The answer must be every line of the records below that contains the word "clientLoader".

* INPUT *
┌──

PR #1852, opened 2026-06-03
Nimbus SSR loader caching (TS-3735)

Roffenlund:
Implement cache control headers in selected Nimbus views. Implement a util for creating cache-control headers and integrate this into the ssrLoader which wraps the SSR loader() functions. The default behavior ignores caching, so caching has to be switched on if caching is rquired in selected route.

* Add util for building Cache-Control headers
* Integrate Cache-Control util in ssrLoader to enable cache
* Add cache to selected views

### DIFF
--- a/apps/cyberstorm-remix/app/communities/communities.tsx
+++ b/apps/cyberstorm-remix/app/communities/communities.tsx
@@ -60,46 +60,53 @@ const selectOptions = [
   },
 ];
 
-export const loader = ssrLoader(async ({ request }: Route.LoaderArgs) => {
-  const url = new URL(request.url);
-  const searchParams = url.searchParams;
-  const order = searchParams.get("order") ?? SortOptions.Popular;
-  const search = searchParams.get("search");
-  const page = undefined;
-  const dapper = new DapperTs(() => {
+export const headers: Route.HeadersFunction = ({ loaderHeaders }) => {
+  return loaderHeaders;
+};
+
+export const loader = ssrLoader(
+  async ({ request }: Route.LoaderArgs) => {
+    const url = new URL(request.url);
+    const searchParams = url.searchParams;
+    const order = searchParams.get("order") ?? SortOptions.Popular;
+    const search = searchParams.get("search");
+    const page = undefined;
+    const dapper = new DapperTs(() => {
+      return {
+        apiHost: getApiHostForSsr(),
+        sessionId: undefined,
+      };
+    });
     return {
-      apiHost: getApiHostForSsr(),
-      sessionId: undefined,
+      communities: await dapper.getCommunities(
+        page,
+        order === null ? undefined : order,
+        search === null ? undefined : search
+      ),
+      seo: createSeo({
+        descriptors: [
+          { title: "Communities | Thunderstore" },
+          {
+            name: "description",
+            content: "Browse all communities on Thunderstore",
+          },
+          { property: "og:type", content: "website" },
+          {
+            property: "og:url",
+            content: `${url.origin}/communities`,
+          },
+          { property: "og:title", content: "Communities | Thunderstore" },
+          {
+            property: "og:description",
+            content: "Browse all communities on Thunderstore",
+          },
+          { property: "og:site_name", content: "Thunderstore" },
+        ],
+      }),
     };
-  });
-  return {
-    communities: await dapper.getCommunities(
-      page,
-      order === null ? undefined : order,
-      search === null ? undefined : search
-    ),
-    seo: createSeo({
-      descriptors: [
-        { title: "Communities | Thunderstore" },
-        {
-          name: "description",
-          content: "Browse all communities on Thunderstore",
-        },
-        { property: "og:type", content: "website" },
-        {
-          property: "og:url",
-          content: `${url.origin}/communities`,
-        },
-        { property: "og:title", content: "Communities | Thunderstore" },
-        {
-          property: "og:description",
-          content: "Browse all communities on Thunderstore",
-        },
-        { property: "og:site_name", content: "Thunderstore" },
-      ],
-    }),
-  };
-});
+  },
+  { cache: true }
+);
 
 export async function clientLoader({ request }: Route.ClientLoaderArgs) {
   const tools = getSessionTools();
--- a/apps/cyberstorm-remix/app/communities/communities.tsx
+++ b/apps/cyberstorm-remix/app/communities/communities.tsx
@@ -60,9 +60,7 @@ const selectOptions = [
   },
 ];
 
-export const headers: Route.HeadersFunction = ({ loaderHeaders }) => {
-  return loaderHeaders;
-};
+export { forwardLoaderHeaders as headers } from "cyberstorm/utils/ssrLoader";
 
 export const loader = ssrLoader(
   async ({ request }: Route.LoaderArgs) => {
--- a/apps/cyberstorm-remix/app/p/packageListing.tsx
+++ b/apps/cyberstorm-remix/app/p/packageListing.tsx
@@ -155,8 +155,13 @@ export const loader = ssrLoader(
         ],
       }),
     };
-  }
+  },
+  { cache: true }
 );
+
+export const headers: Route.HeadersFunction = ({ loaderHeaders }) => {
+  return loaderHeaders;
+};
 
 export async function clientLoader({
   params,
--- a/apps/cyberstorm-remix/app/p/packageListing.tsx
+++ b/apps/cyberstorm-remix/app/p/packageListing.tsx
@@ -159,9 +159,7 @@ export const loader = ssrLoader(
   { cache: true }
 );
 
-export const headers: Route.HeadersFunction = ({ loaderHeaders }) => {
-  return loaderHeaders;
-};
+export { forwardLoaderHeaders as headers } from "cyberstorm/utils/ssrLoader";
 
 export async function clientLoader({
   params,
--- a/apps/cyberstorm-remix/app/p/tabs/Wiki/Wiki.tsx
+++ b/apps/cyberstorm-remix/app/p/tabs/Wiki/Wiki.tsx
@@ -31,50 +31,60 @@ import "./Wiki.css";
 
 export { RouteErrorBoundary as ErrorBoundary } from "app/commonComponents/ErrorBoundary";
 
-export const loader = ssrLoader(async ({ params }: Route.LoaderArgs) => {
-  if (params.communityId && params.namespaceId && params.packageId) {
-    const dapper = new DapperTs(() => {
-      return {
-        apiHost: getApiHostForSsr(),
-        sessionId: undefined,
-      };
-    });
+export const loader = ssrLoader(
+  async ({ params }: Route.LoaderArgs) => {
+    if (params.communityId && params.namespaceId && params.packageId) {
+      const dapper = new DapperTs(() => {
+        return {
+          apiHost: getApiHostForSsr(),
+          sessionId: undefined,
+        };
+      });
 
-    let wiki: Awaited<ReturnType<typeof getPackageWiki>> | undefined;
+      let wiki: Awaited<ReturnType<typeof getPackageWiki>> | undefined;
 
-    try {
-      wiki = await dapper.getPackageWiki(params.namespaceId, params.packageId);
-    } catch (error) {
-      if (isApiError(error) && error.response.status === 404) {
-        wiki = undefined;
-      } else {
-        throw error;
+      try {
+        wiki = await dapper.getPackageWiki(
+          params.namespaceId,
+          params.packageId
+        );
+      } catch (error) {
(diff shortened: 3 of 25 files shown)


apps/cyberstorm-remix/cyberstorm/utils/ssrLoader.ts
```diff
@@ -1,35 +1,70 @@
...
+      const result = await fn(args);
+
+      if (cache === false) {
+        return result;
+      }
+
+      const cacheOptions = cache === true ? {} : cache;
+      return data(result, {
+        headers: cacheControl(cacheOptions),
+      }) as unknown as T;
```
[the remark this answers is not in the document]
Oksamies: AIs take on this AI review comment:

The review comment is not valid for this codebase. Here's why:

The mechanism is accurately described — cache: true → cacheControl({}) → Cache-Control: public, s-maxage=300, ..., and cacheControl never adds Vary. All of that is correct.

But the premise doesn't apply here. Every SSR loader that uses caching (all 14 routes) hardcodes sessionId: undefined in the DapperTs constructor — they explicitly never send auth credentials. Session/auth-specific data is fetched exclusively in clientLoader, which runs browser-side only and whose response is never CDN-cached.

The architecture enforces the separation at the data-fetching level rather than at the cache-header level. There is no auth-varying data in the cached SSR responses to begin with, so Vary: Cookie or isPrivate would add no safety — they'd just unnecessarily bypass the CDN for responses that are genuinely identical across all users.

Verdict: false positive. The review comment would be valid if SSR loaders used session-based auth, but this codebase intentionally doesn't.

Oksamies (approved):
A soft approval that assumes all the AI review comments will be addressed / fixes will be implemented.

apps/cyberstorm-remix/cyberstorm/utils/ssrLoader.ts
```diff
@@ -42,14 +74,12 @@ export function ssrLoader<A extends LoaderFunctionArgs, T>(
         // Include only handpicked attributes to avoid sensitive information
         // ending up e.g. on logs.
         const payload = { status, statusText, url };
-
         throw new Response(JSON.stringify(payload), {
```
Oksamies, line 162: **5xx error documents can end up publicly CDN-cached.**

The Response thrown here carries no `Cache-Control`, but on a document request the thrown error doesn't control the final headers. The package tab routes (Readme/Changelog/Versions/Required, and the packageListingVersion children) export no `ErrorBoundary`, so a thrown 5xx bubbles to `packageListing.tsx` / `packageListingVersion.tsx` / the wiki layout — whose own loaders succeeded. React Router resolves document headers from the matches up to the boundary route (`getDocumentHeadersImpl`), calling the boundary's `headers` function with its own *successful* `loaderHeaders`; `errorHeaders` is available as an argument but `({ loaderHeaders }) => loaderHeaders` ignores it.

Net effect: a transient backend 5xx on e.g. `/c/x/p/ns/pkg/changelog` renders the boundary error page with `public, max-age=60, s-maxage=300, stale-while-revalidate=600` — caches are explicitly permitted to pin that error document for up to 5 minutes (whether a CDN actually stores 5xx is config-dependent, but the header invites it).

Suggestion: add `"Cache-Control": "no-store"` to the headers of the Response thrown here (at least for `status >= 500`), and/or make the shared headers function prefer `errorHeaders` / return `no-store` when an error is present.

apps/cyberstorm-remix/app/p/tabs/Wiki/Wiki.tsx
```diff
@@ -31,50 +31,60 @@ import "./Wiki.css";
...
+              content: `Wiki for ${params.namespaceId}-${params.packageId}`,
+            },
+          ],
+        }),
+      };
+    } else {
+      throw new Error("Namespace ID or Package ID is missing");
     }
+  },
+  { cache: true }
```
Oksamies, line 82: **The wiki create/edit exclusion doesn't hold for document requests.**

`WikiNewPage.tsx` and `WikiPageEdit.tsx` are deliberately left uncached, but they export no `headers` function — and in RR v7 a matched route without one inherits the accumulated parent headers (`getDocumentHeadersImpl`: `headersFn == null → new Headers(parentHeaders)`). Since this layout (and `packageListing`/`Community` above it) is cached, document requests to `/wiki/new` and `/wiki/:slug/edit` are served with the full `public, max-age=60, s-maxage=300, stale-while-revalidate=600` — including WikiPageEdit's SSR-rendered page content in the edit form. Not a data leak (the SSR output is anonymous), but it contradicts the intended exclusion and makes authoring pages CDN-cacheable for ~5 min.

Note that dropping `{ cache: true }` from this layout alone wouldn't fix it — `packageListing.tsx` and `Community.tsx` would still bubble their public header down. The robust fix is an explicit override on the editor leaves, e.g. in `WikiNewPage.tsx` and `WikiPageEdit.tsx`:

```ts
export const headers: Route.HeadersFunction = () => ({ "Cache-Control": "no-store" });
```

apps/cyberstorm-remix/app/p/packageListing.tsx
```diff
@@ -130,9 +130,14 @@ export const loader = ssrLoader(
         ],
       }),
     };
-  }
+  },
+  { cache: true }
 );
 
+export const headers: Route.HeadersFunction = ({ loaderHeaders }) => {
```
Oksamies: Same header-inheritance mechanism as on the wiki layout: child routes that didn't opt in but also don't export `headers` inherit this public `Cache-Control` on their document responses — `Source.tsx` here, and `PackageSearch.tsx` (the community landing index) under the cached `Community.tsx`. Probably harmless for Source (the SSR document is a shell), but the community landing page gets ~5 min of public caching it never opted into.

Worth deciding per leaf: opt them in explicitly, or give them an overriding `headers` export. It would also be worth a line in the ssrLoader docstring noting that a cached parent will cache an uncached child's document unless the child exports its own `headers` — the current docstring only covers routes *with* caching enabled.

apps/cyberstorm-remix/cyberstorm/utils/ssrLoader.ts
```diff
@@ -1,27 +1,59 @@
...
     try {
-      return await fn(args);
+      const result = await fn(args);
+
+      if (cache === false || result instanceof Response) {
+        return result;
+      }
+
+      const cacheOptions = cache === true ? {} : cache;
+      return data(result, {
```
Oksamies, line 139: Two notes on the scope of these headers:

1. They apply not only to document HTML but also to the single-fetch `.data` responses (RR calls `getDocumentHeaders` inside `singleFetchLoaders` as well) — and those are requests browsers send *with* the session cookie.
2. The emitted header is `public` with no `Vary`.

Both are safe today only because of the invariant that cache-enabled loaders are fully anonymous (`sessionId: undefined`, no cookie/header reads, per-user data deferred to `clientLoader`). That invariant is load-bearing but currently undocumented — if a future change makes any cached loader render session-dependent output, the first response would be cross-served to all users from the CDN. Suggest stating it explicitly in this docstring ("loaders wrapped with `cache` MUST remain fully anonymous"); adding `Vary: Cookie` to the public branch in `cacheControl()` would be cheap defense-in-depth.

apps/cyberstorm-remix/cyberstorm/utils/ssrLoader.ts
```diff
@@ -1,27 +1,59 @@
...
- * 5xx ApiErrors are reported to Sentry before conversion because
- * sentryHandleError (handleError) filters out Response throws, which means
- * server-side API failures would otherwise be invisible in Sentry.
- * 4xx errors are intentional user-facing responses and are not captured.
+ * Caching is disabled by default. Pass `cache: true` for standard CDN settings,
+ * or provide a CacheControlOptions object to customize durations.
+ * Routes with caching enabled must also export a `headers` function to forward
+ * loader headers on document requests:
+ *
+ *   export const headers: Route.HeadersFunction = ({ loaderHeaders }) => loaderHeaders;
```
Oksamies: Worth noting the failure mode of this contract: `cache: true` without the matching `headers` export compiles, type-checks, and runs cleanly — the header is just silently dropped from the document response, so caching no-ops with no signal anywhere. It fails open in the safe direction, and all 14 routes in this PR pair the two correctly, but nothing enforces the pairing for the next route.

One way to shrink the footgun and the copy-paste: export a ready-made helper next to ssrLoader, e.g. `export const forwardLoaderHeaders = ({ loaderHeaders }: HeadersArgs) => loaderHeaders;` so routes write `export const headers = forwardLoaderHeaders;`. That would also give a single place to later add error-awareness (see the comment on the thrown-Response path).

apps/cyberstorm-remix/cyberstorm/utils/cache.ts
```diff
@@ -0,0 +1,39 @@
...
+  "Cache-Control": string;
+} {
+  const {
+    browserMaxAge = 60,
+    cdnMaxAge = 300,
+    staleWhileRevalidate = 600,
+    isPrivate = false,
+  } = options ?? {};
+
+  if (isPrivate) {
```
Oksamies, line 48: A few small notes on the util:

- The private branch silently ignores `cdnMaxAge` and `staleWhileRevalidate`. Dropping `s-maxage` is correct by design (it's a shared-cache directive), but the JSDoc lists all options generically — worth a note that those two only apply to the public branch (per RFC 5861, `stale-while-revalidate` would also be valid for private caches if you ever want it there).
- The JSDoc describes `staleWhileRevalidate` as CDN-scoped, but on a `public` response it applies to browser caches too — the effective browser staleness ceiling is `browserMaxAge + staleWhileRevalidate` (660s with defaults), not 60s. Doc wording only; the directive set itself is coherent.
- Values are interpolated unvalidated, so `NaN`/negative/non-integer would emit a malformed directive (RFC 7234 delta-seconds must be a non-negative integer). Harmless today since nothing passes custom numbers, but a `Math.max(0, Math.floor(...))` clamp would keep the exported util safe for future callers.

apps/cyberstorm-remix/app/communities/communities.tsx
```diff
@@ -59,46 +59,53 @@ const selectOptions = [
...
 ];
 
-export const loader = ssrLoader(async ({ request }: Route.LoaderArgs) => {
-  const url = new URL(request.url);
-  const searchParams = url.searchParams;
-  const order = searchParams.get("order") ?? SortOptions.Popular;
-  const search = searchParams.get("search");
-  const page = undefined;
-  const dapper = new DapperTs(() => {
+export const headers: Route.HeadersFunction = ({ loaderHeaders }) => {
```
Oksamies: Nit: this is the only route of the 14 where the `headers` export is placed above the loader — the other 13 place it right after. Might as well match the convention.

Oksamies (commented):
Nice clean implementation overall — the opt-in design is sound, the loader-wrapping refactor is behavior-preserving across all 14 routes, errors/redirects are correctly excluded from cache-wrapping at the loader level, and every `{ cache: true }` route is correctly paired with a `headers` export. Since all SSR loaders run anonymously (`sessionId: undefined`), nothing per-user ends up in the cache.

The substantive findings are all about how React Router v7 resolves the document `Cache-Control` across **nested routes** (`getDocumentHeadersImpl`, react-router 7.12.0): the unconditional `({ loaderHeaders }) => loaderHeaders` pattern produces some unintended cache policies. Details inline — the two worth addressing are error-document caching and the wiki create/edit pages inheriting the public cache header.

A few non-blocking notes that don't fit a single line:

- **Staleness tradeoff** — with the defaults, user-editable content (wiki/readme/changelog/versions) can be stale for ~5 min guaranteed and up to ~15 min during `stale-while-revalidate` after an edit, with no CDN purge hook. Client-side re-fetch masks this on hydrated navigation, so it mainly affects document loads (crawlers, hard refresh, pre-hydration flash). Worth confirming that window is acceptable for editor workflows.
- **Tests** — `cacheControl()` is a pure function and the new ssrLoader branch is easily unit-testable, but neither is covered (the existing `ssrLoader.test.ts` only exercises the no-cache and error paths). High-value asserts: the default header string; `isPrivate: true` output contains no `s-maxage`/`public`; `cache: true` attaches the header; a *returned* (not thrown) `Response` passes through unwrapped; a thrown ApiError Response carries no `Cache-Control`.
- **CDN config note** — `/communities` and `/dependants` vary by query params and are now `public`-cached. Standard CDNs key on the full query string, so junk params create unbounded distinct cache entries (self-bounded by the 300s TTL, so minor). Worth confirming cache-key normalization/param whitelisting on the CDN side when this ships.

Also verified fine, in case anyone else wonders about it: the `as unknown as T` cast in ssrLoader is sound — RR unwraps `DataWithResponseInit` at the single-fetch boundary on both server and client, and the existing `(await serverLoader()).seo` call in `PackageVersionVersions.tsx` keeps working correctly with `cache: true`.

└──

* OUTPUT BELOW *
 export async function clientLoader({ request }: Route.ClientLoaderArgs) {
 export async function clientLoader({
 export async function clientLoader({
But the premise doesn't apply here. Every SSR loader that uses caching (all 14 routes) hardcodes sessionId: undefined in the DapperTs constructor — they explicitly never send auth credentials. Session/auth-specific data is fetched exclusively in clientLoader, which runs browser-side only and whose response is never CDN-cached.
Both are safe today only because of the invariant that cache-enabled loaders are fully anonymous (`sessionId: undefined`, no cookie/header reads, per-user data deferred to `clientLoader`). That invariant is load-bearing but currently undocumented — if a future change makes any cached loader render session-dependent output, the first response would be cross-served to all users from the CDN. Suggest stating it explicitly in this docstring ("loaders wrapped with `cache` MUST remain fully anonymous"); adding `Vary: Cookie` to the public branch in `cacheControl()` would be cheap defense-in-depth.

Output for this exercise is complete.